傘を広げ、並んで歩く。高校の部活は結構夜遅くまであり、帰る頃には暗い。年頃の女の子を1人帰らせるのが不安だという心配性の淳は、家が近い事もあり奏と一緒に帰宅している。集まる好奇の視線にも奏は慣れたもので、特に気にせず歩いていく。
「あー、雨って微妙に気が沈むなあ……花には良いんだけど」
「だね。空気が湿るからかな」
奏のぼやきに淳も頷いた。けれどその視線は近くにいた相合い傘のカップルに向いていて、奏は少しむっとしてからかう。
「おや、幸村はああいうの羨ましい? お年頃ね」
「ん、いや。あれ濡れるじゃん」
しかし淳は慌てふためく事もなく、あっさりと答えた。何となく拍子抜けして、奏は無意味に水たまりを蹴る。ぱしゃりと音がして、水滴が奏の靴と靴下に飛んだ。
(ほんと、幸村って夢が無いというか……他の男子よりも淡泊なのよね)
だからどうというものでもないが、奏は少し面白くない。もっとはっきり言ってしまえば、からかい甲斐がない。
「……あ。そうそう、ホワイトデー」
「は?」
唐突に今聞きたくない単語ベストスリーに——言うまでもなく、残り2つはバレンタインデーとお菓子だ——輝く単語を漏らした淳に奏が反射的に嫌そうな声を上げると、淳は気にする様子も無く繰り返した。
「だから、今日ホワイトデーだろ」
「……今現在お菓子を手に鬱々としている私にそれを言うとは、良い度胸ね」
「八つ当たるなって。ほら」
宥めるような物言いの後に、淳は奏に紙袋を差し出した。ふわっと甘い香りが漂う。
奏が受け取り中を覗けば、色調を統一する事で煩さを抑えつつも華やかな、センスの良い花束が入っていた。
「バレンタインデーのお返し」
「おー、ありがと」
雨の日でも目に鮮やかな花束に、奏の気分は途端浮上した。口元を綻ばせて奏が受け取ると、淳は肩をすくめる。

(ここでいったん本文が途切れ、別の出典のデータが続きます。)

PR #1731, opened 2025-09-02
schnorrsig: Securely clear buf containing k or its negation

john-moffett:
Follow-up to #1579. `buf` still holds the nonce or its negation, so ought to be cleared.


real-or-random:
@theStack  Want to review this? :)

john-moffett:
> we could rename it to reflect that, e.g. to `nonce_buf` (fwiw, in the ECDSA signing routine the name [`nonce32`](https://github.com/bitcoin-core/secp256k1/blob/f36afb8b3dd7daf9edf4bf15c49fcd540f8ce393/src/secp256k1.c#L553) is used)

Good idea, as it makes it clearer that it's sensitive information, too.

「恒例だけど。毎年作ってれば花束作る技術も上がるな。将来花屋で働けそう」
「私のホワイトデーは職業訓練か」
「三枝だって似たような認識なくせに」
「まあね」
そう返しつつ、奏は傘で顔を隠した。心の中でこっそり大きな溜息をつく。
(やーっぱ、気付いてないよなあ……)
バレンタインデーの花束にそっと忍ばせた、一輪のマーガレット。その花言葉は「心に秘めた愛」。
中学の時から、毎年。バレンタインデーの度に手渡した花束には、デザインをあれこれ工夫しながらも、必ずマーガレットを一輪差し入れた。
——口に出せない、臆病な恋心と共に。
けれど、バレンタインデーを受け取る時も、こうして律儀にホワイトデーを返してくれる時も、淳の態度には全く変わりがない。多分花言葉を知らないのだろうと、言ってしまえばそれだけだけど。
何の気なしに「義理」、せいぜい「友情」の贈り物だと態度で示されてしまうと、流石に奏だって落ち込む。
(それに、この花束もなあ……)
奏の気持ちをざわつかせるもう1つの理由である、受け取ったばかりの花束をちらっと見る。そこには、ごく自然な様子で一輪のチューリップが溶け込んでいた。その花言葉は「恋の告白」。
知らないから、時期だからだろう。けれど、毎年のように存在しているその花を見て、つい期待が膨らんでしまうのは無理からざる事じゃないかと奏は思う。
(……まあ、その意味を聞けない私が悪いってのは、分かっているけどね)
曖昧なまま続く、曖昧なやりとり。今の関係が壊れるのが怖くて1歩踏み込めない、中途半端な関係。
それはまるで、大した強さじゃないのに傘無しでは歩けない、降り続く細い雨のよう。
だから奏は——
***
「さて、帰ったら花を飾って、お菓子は家族に押しつけよ」
「あ、やっぱり押しつけてるんだ」
「当たり前。食べるわけが無い」
傘越しに見える辟易した表情の奏を横目に、淳は雨音に紛れる小さな溜息をついた。さりげなく傾けた傘で、表情を隠す。
(あー……やっぱ気付かないか)
中学の時に初めて貰った花束へのお返しから、ずっと。淳は毎年必ず、チューリップを一輪入れていた。
——自分の想いを、不器用なりにそっと込めて。
うっかり紛れ込んだようなマーガレット——その花言葉に答えて、毎年忍ばせるチューリップ。最初は不器用すぎてアンバランスの原因でしかなかったそれも、今となっては花束を引き立たせるアクセントに出来るまでになっている。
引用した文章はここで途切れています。